START Available data
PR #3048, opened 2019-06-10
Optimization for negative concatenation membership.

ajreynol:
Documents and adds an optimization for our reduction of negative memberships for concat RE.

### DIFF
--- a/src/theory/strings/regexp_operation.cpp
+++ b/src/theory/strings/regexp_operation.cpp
END Available data
START Available data
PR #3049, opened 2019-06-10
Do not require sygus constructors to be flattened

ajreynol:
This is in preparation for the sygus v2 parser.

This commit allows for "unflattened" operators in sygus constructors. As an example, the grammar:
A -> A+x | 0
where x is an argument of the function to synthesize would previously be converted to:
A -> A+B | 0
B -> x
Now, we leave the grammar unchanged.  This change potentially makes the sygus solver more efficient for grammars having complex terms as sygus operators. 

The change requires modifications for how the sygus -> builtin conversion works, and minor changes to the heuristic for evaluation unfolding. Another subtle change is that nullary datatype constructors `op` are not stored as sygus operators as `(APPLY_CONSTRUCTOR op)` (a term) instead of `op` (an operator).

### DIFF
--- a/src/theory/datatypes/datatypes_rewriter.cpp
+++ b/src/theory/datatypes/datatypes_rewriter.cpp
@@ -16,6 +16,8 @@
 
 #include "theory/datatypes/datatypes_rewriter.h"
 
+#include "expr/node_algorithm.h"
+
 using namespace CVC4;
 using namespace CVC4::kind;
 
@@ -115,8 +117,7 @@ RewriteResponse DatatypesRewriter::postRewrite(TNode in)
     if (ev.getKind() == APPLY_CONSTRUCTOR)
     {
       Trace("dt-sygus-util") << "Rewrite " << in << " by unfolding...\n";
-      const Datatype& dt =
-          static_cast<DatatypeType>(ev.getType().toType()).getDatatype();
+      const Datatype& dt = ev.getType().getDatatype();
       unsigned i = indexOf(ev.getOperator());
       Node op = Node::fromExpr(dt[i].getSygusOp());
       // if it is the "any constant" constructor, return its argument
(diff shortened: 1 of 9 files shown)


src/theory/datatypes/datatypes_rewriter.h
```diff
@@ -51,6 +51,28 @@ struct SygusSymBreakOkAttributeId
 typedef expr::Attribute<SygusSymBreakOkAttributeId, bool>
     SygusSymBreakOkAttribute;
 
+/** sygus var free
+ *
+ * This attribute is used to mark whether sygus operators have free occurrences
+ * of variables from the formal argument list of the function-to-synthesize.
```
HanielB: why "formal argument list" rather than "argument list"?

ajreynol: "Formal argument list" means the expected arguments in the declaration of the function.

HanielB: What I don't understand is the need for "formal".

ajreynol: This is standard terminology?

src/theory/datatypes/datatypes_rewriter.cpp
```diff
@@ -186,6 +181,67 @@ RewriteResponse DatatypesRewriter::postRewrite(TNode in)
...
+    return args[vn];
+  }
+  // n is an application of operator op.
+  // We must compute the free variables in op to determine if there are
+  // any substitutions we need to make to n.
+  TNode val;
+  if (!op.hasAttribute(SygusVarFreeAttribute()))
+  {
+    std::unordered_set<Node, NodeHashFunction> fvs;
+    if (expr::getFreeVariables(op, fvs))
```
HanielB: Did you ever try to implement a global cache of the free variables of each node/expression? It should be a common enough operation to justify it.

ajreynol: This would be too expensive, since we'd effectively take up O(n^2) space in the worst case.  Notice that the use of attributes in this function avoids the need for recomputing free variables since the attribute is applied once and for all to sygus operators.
END Available data
START Available data
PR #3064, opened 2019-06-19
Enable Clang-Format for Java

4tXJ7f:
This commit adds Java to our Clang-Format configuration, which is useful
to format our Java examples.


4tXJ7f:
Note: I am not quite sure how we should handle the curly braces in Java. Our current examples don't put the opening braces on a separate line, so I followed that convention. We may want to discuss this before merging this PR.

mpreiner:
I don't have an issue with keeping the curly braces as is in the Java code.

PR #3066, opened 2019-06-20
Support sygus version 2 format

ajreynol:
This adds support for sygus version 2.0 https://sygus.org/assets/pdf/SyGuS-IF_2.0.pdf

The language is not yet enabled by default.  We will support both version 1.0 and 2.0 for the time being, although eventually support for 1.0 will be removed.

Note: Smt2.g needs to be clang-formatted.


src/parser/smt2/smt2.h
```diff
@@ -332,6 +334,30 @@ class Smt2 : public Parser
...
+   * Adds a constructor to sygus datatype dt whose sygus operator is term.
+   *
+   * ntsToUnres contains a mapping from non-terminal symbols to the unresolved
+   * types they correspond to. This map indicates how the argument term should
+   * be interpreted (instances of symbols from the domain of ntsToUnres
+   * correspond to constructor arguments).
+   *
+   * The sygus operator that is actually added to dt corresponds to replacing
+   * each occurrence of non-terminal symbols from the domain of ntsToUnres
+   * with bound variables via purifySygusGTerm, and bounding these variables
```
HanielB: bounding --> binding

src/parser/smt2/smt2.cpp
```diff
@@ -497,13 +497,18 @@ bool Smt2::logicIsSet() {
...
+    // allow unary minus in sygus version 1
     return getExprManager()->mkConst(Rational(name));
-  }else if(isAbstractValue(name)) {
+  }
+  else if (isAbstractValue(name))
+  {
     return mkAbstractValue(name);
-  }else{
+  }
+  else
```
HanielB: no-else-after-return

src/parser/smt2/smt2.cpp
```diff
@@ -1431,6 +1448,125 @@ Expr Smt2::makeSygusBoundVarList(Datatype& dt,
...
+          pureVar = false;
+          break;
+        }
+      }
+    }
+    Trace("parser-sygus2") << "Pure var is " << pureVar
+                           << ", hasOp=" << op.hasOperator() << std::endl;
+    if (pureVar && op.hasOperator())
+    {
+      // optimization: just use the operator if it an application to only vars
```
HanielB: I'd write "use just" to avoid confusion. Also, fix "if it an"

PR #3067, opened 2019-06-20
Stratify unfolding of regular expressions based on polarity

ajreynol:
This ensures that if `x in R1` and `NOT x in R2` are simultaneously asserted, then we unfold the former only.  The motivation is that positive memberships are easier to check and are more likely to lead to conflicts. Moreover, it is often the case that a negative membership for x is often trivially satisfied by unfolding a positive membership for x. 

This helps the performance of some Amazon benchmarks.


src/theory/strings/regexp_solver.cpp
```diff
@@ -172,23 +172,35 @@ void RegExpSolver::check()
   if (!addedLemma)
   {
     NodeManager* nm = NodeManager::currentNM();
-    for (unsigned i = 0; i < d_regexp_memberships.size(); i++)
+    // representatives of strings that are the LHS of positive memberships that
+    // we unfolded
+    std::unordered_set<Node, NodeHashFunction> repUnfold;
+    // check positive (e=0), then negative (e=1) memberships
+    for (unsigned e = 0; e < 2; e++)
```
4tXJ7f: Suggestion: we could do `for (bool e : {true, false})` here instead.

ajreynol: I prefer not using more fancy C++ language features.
END Available data
### What this task involves
Scan the records above and report every line with the string "postRewrite".

### Problem solution
@@ -115,8 +117,7 @@ RewriteResponse DatatypesRewriter::postRewrite(TNode in)
@@ -186,6 +181,67 @@ RewriteResponse DatatypesRewriter::postRewrite(TNode in)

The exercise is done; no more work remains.